A teacher said the "sudden" protest against the portrait was meant to inflame passions ahead of next week's Assembly elections in Karnataka.
"There was no protest all these years. All of a sudden, there is a protest.... It is purely political."
Constitutional expert Faizan Mustafa said the portrait had been in place since 1938, when Jinnah visited the campus and was made a life member of the students' union.
"Jinnah's portrait in the students' union office is part of (the country's) historical legacy.
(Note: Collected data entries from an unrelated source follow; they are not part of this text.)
PR #4806, opened 2023-11-23
[CBRD-25074] The symbol in the LIMIT clause is not bypassed and an error is returned

hyunikn:
http://jira.cubrid.org/browse/CBRD-25074

- add the identifier case to the limit_factor non-terminal of the grammar in order to allow a PL/CSQL host variable in the LIMIT clause.
- for the identifier case, return PT_HOST_VAR node if it is parsing PL/CSQL Static SQL, otherwise set an error
- for the parser to decide it is parsing a PL/CSQL Static SQL or not, a parameter named 'flags' is added to db_open_buffer(), and db_open_buffer_local() functions
  - currently, the flag is set to a non-zero value only when db_open_buffer() is called from method_query_handler.c, 
  - and the only flag is PARSER_FOR_PLCSQL_STATIC_SQL.

UPDATED (2023-11-28):
- The new flags parameter of db_open_buffer() and db_open_buffer_local() was deleted and instead a global variable g_open_buffer_control_flags was added and is used for the same purpose.


hgryoo:
semantic checks should be considered.
If a column name is specified as follow, it should return proper error.
```
select a from t1 ORDER BY a LIMIT a;

csql: ../src/parser/parser_support.c:9524: int pt_get_query_limit_from_limit(PARSER_CONTEXT*, PT_NODE*, DB_VALUE*): Assertion `limit->node_type == PT_VALUE || limit->node_type == PT_HOST_VAR || limit->node_type == PT_EXPR' failed.
```

src/parser/csql_grammar.y
```diff
@@ -15769,7 +15769,13 @@ limit_factor
                         PARSER_SAVE_ERR_CONTEXT ($$, @$.buffer_pos)
 
                 DBG_PRINT}}
+        | identifier    /* for PL/CSQL Static SQL only */
```
ctshim: Is '.' allowed in variable names in PL/CSQL?
Otherwise, use identifier_without_dot

Also, you should consider that identifiers such as `aaa` and [aaa] are also allowed.

hyunikn:
> semantic checks should be considered
Good point. Thank you.

src/parser/csql_grammar.y
hyunikn: > Otherwise, use identifier_without_dot
Good point. Thank you.

> Also, you should consider that identifiers such as `aaa` and [aaa] are also allowed.
Identifiers can be one of the forms "...", [...], `...` as in CUBRID SQL.

hgryoo:
I suggest adding the flags in `DB_SESSION`. Because the Query parser performs in cubridcs, it is running as single thread. maybe we can set the flags by checking the `DB_SESSION` is created in query_handler::prepare(), which is called in SP's query API module.

hyunikn:
> I suggest adding the flags in `DB_SESSION`. Because the Query parser performs in cubridcs, it is running as single thread. maybe we can set the flags by checking the `DB_SESSION` is created in query_handler::prepare(), which is called in SP's query API module.

Currently the flag is used only by parser. Do you mean a future use of it?

kisoo-han (approved):

hgryoo (approved):

ctshim (approved):

beyondykk9 (approved):

airnet73 (approved):

PR #4807, opened 2023-11-24
[CBRD-25079] occurs to core when if set 'export CUBRID_MSG_LANG="" ' before cubrid server start

beyondykk9:
http://jira.cubrid.org/browse/CBRD-25079

Setting er_set before the server thread has yet started cannot properly handle errors, and leaving them in the log is not easy, so it would be best to exclude the er_set part.


hyunikn (approved):

src/base/language_support.c
```diff
@@ -1099,8 +1099,7 @@ set_msg_lang_from_env (void)
       if (status != NO_ERROR)
 	{
 	  sprintf (err_msg, "invalid value '%s' for CUBRID_MSG_LANG", lang_Msg_loc_name);
-	  er_set (ER_ERROR_SEVERITY, ARG_FILE_LINE, ER_LOC_INIT, 1, err_msg);
-	  strcpy (lang_Msg_loc_name, LANG_NAME_DEFAULT);
+	  strcpy (lang_Msg_loc_name, LANG_NAME_ENGLISH "." LANG_CHARSET_UTF8);
```
hyunikn, line 1102: What about printing the error message to the console before the thread is ready.

hgryoo:
Without er_set(), the error message is not written. If this situation happens because of typo or any reason, It would be hard for users to know how to fix.
Also, there is no way for users to know the databases sets `LANG_NAME_ENGLISH "." LANG_CHARSET_UTF8` internally. A warning message should be shown if we go to the spec of PR's change.

src/base/language_support.c
beyondykk9: I tried printing a message to the console as your comment, but the server booting ended abnormally afterwards.

ctshim (approved):

hgryoo (approved):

It has been there for a long time despite Jinnah having caused the most damage to the Muslims' cause."
Mahatma Gandhi and India's first education minister, Abul Kalam Azad, too were made life members of the students' union, and their portraits are also on display in the room.
Pak museum
Authorities of a museum in Pakistan said on Thursday they would not remove the statues of Indian leaders from display despite the Jinnah controversy at AMU.
Shahera Shahid, executive director of Lok Virsa, a government organisation that preserves and promotes Pakistan's cultural heritage, confirmed that statutes of Gandhi, Jawaharlal Nehru and Baldev Singh, India's first defence minister, were on display in the Pakistan Monument Museum in Islamabad, established in 2010.
Gandhi's statue is in "a gallery on the advent of the freedom movement and depicts the Gandhi-Jinnah talks of 1944", Shahid told The Telegraph from Islamabad.
Some tweeters, however, suggested that a false equivalence was being drawn between Gandhi and Jinnah, whose call for Direct Action Day led to massive violence in Calcutta in August 1946.